The pathogen landscape in lung cancer patients with PI was notably diverse, with fungi and viruses being the most frequently identified pathogens. This finding aligns with prior research indicating that immunocompromised patients, particularly those undergoing chemotherapy or immunotherapy, are at increased risk of opportunistic infections caused by fungi and viruses [19]. The predominance of C. albicans, Aspergillus, and P. jirovecii among fungi, as well as CMV and EBV among viruses, highlights the importance of considering these pathogens in the diagnostic and therapeutic management of lung cancer patients with PI [20,21,22,23].

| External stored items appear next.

PR #13791, opened 2020-07-09
Makes Ice Cream GC

Fox-McCloud:
So strange--ice cream cones are actually one of the most consistent things (outside of mobs) that doesn't GC.

This is due to them using `image` for their overalays.

Ice cream cones now properly use `mutable_appearance` instead of `image`; additionally, I removed the ice cream vat that was only used on meta and delta and standardized on the one on Box.

Also implemented a better ice cream topping icon that works better with color mixing and reagents.

:cl: Fox McCloud
fix: makes ice cream garbage collect properly, increasing performance
/:cl:


code/modules/food_and_drinks/kitchen_machinery/icecream_vat.dm
```diff
@@ -43,10 +43,9 @@
 		return
 	if(istype(I, /obj/item/reagent_containers/food/snacks/icecream))
 		if(!I.reagents.has_reagent("sprinkles"))
-			if(I.reagents.total_volume > 29) I.reagents.remove_any(1)
-			I.reagents.add_reagent("sprinkles",1)
-			var/image/sprinkles = image('icons/obj/kitchen.dmi', src, "sprinkles")
```
Fox-McCloud, line 48: this didn't exist and has never existed.

Spacemanspark:
Why not just eat it instead of wasting perfectly good ice cream

PR #13801, opened 2020-07-10
Notify admins when AI core is created

Kyep:
## What Does This PR Do
Notifies admins, and writes a message to game.log, whenever an AI core is completed.
The notification includes the name of the person who did it, where they are, and the zlevel.

## Why It's Good For The Game
Lately, we've been having issues with free golems in lavaland creating AIs every shift, even though the rules prohibit this.
This notification to admins will make it easier for admins to catch this, and stop it, before it gets out of control.

## Images
ai_core_finish_log

## Changelog
:cl: Kyep
add: Completing an AI core now notifies admins.
/:cl:

### DIFF
--- a/code/game/machinery/computer/ai_core.dm
+++ b/code/game/machinery/computer/ai_core.dm
@@ -154,8 +154,8 @@
 			state = SCREWED_CORE
 		if(GLASS_CORE)
 			var/area/R = get_area(src)
-			message_admins("[key_name_admin(usr)] has completed an AI core in [R] on z[z].")
-			log_game("[key_name(usr)] has completed an AI core in [R] on z[z].")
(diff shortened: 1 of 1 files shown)


code/game/machinery/computer/ai_core.dm
```diff
@@ -153,6 +153,9 @@
 			to_chat(user, "<span class='notice'>You screw the circuit board into place.</span>")
 			state = SCREWED_CORE
 		if(GLASS_CORE)
+			var/area/R = get_area(src)
+			message_admins("[key_name_admin(usr)] has completed an AI core in [R] on z[z].")
```
AffectedArc07, line 157: Make this use `ADMIN_JMP(src)`, so the admins have a jump button.

PR #13806, opened 2020-07-11
Fixes drift on projectiles firing west

### LINKED ISSUE #13248: Emitter Beams drift South when pointing West
**Issue Description**:
Emitter beams drift south while pointing west, but don't drift at all when pointing east.

There would either be south drift when pointing east or west, or no drift at all.

**What happened instead**:
Emitter beams drift south when pointing west, but not when pointing east. There is also no drift when pointing north.

It makes it harder to fire emitter beams at targets to the west.

1. Set up emitter beam pointing west. Turn it on.
2. See the drift to the south.
3. Set up emitter beam pointing east. Turn it on.
4. See there's no drift to the south.

**Extra information**:
Reading an old bug report about the same thing, apparently ALL projectiles drift south when pointing west.

DaveKorhal:
Added variable to offset rounding so that it actually rounds to the closest number instead of flooring it to the next lowest integer.

## What Does This PR Do
Changes the projectile X/Y movement calculations to actually round to the nearest integer instead of flooring it to the next lowest integer. This stops projectiles firing straight west from drifting south and makes aiming in general slightly more accurate.
Fixes #13248 

## Why It's Good For The Game
Makes aim slightly more accurate.
Fixes noticeable southward drift on projectiles that should be firing straight west.

## Changelog
:cl:
tweak: Fixed error causing projectiles to drift slightly off-target.
/:cl:

### DIFF
--- a/code/modules/projectiles/projectile.dm
+++ b/code/modules/projectiles/projectile.dm
@@ -247,8 +247,8 @@
 			M.Turn(Angle)
 			transform = M
 
-			var/Pixel_x = round(sin(Angle) + 16 * sin(Angle) * 2)
-			var/Pixel_y = round(cos(Angle) + 16 * cos(Angle) * 2)
+			var/Pixel_x = round(sin(Angle) + 16 * sin(Angle) * 2, 1)
+			var/Pixel_y = round(cos(Angle) + 16 * cos(Angle) * 2, 1)
 			var/pixel_x_offset = pixel_x + Pixel_x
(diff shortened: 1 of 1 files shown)


dearmochi:
Looks good. One minor complaint: the changelog is too technical. It's displayed to players in-game and most of them probably wouldn't be able to make any sense of the first half. I recommend wording it as such that the layperson instantly understands the impact of this change. Something like:

> Fixed projectiles such as bullets or lasers drifting away from their intended direction in some cases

Interestingly, the co-detection of multiple pathogens was a common occurrence, with fungi and viruses frequently coexisting. This observation suggests that the interplay between different types of pathogens may contribute to the complexity of PI in lung cancer patients. For instance, mixed infections may arise from conditions such as partial airway obstruction and immunological dysregulation [24,25]. Respiratory viruses, for instance, can facilitate bacterial invasion into the lower airways, leading to more severe clinical outcomes [25,26,27]. Similarly, viral and fungal co-infections have been associated with increased mortality in patients with PI, involving intricate interactions between host immune defenses and microbial virulence [28]. Further research is needed to explore the clinical implications of these co-infections and their impact on patient outcomes. The use of advanced diagnostic tools, such as mNGS, alongside CTM, may play a critical role in identifying the causative agents and guiding targeted therapy.

The study also revealed significant differences in pathogen prevalence between SCLC and NSCLC patients. SCLC patients exhibited a higher prevalence of S. pneumoniae and P. jirovecii. In contrast, EBV was more frequently observed in NSCLC patients. This may reflect differences in immune status or treatment regimens between these two groups [29,30,31]. These findings suggest that the type of lung cancer may influence the risk of specific infections, warranting tailored diagnostic and preventive strategies.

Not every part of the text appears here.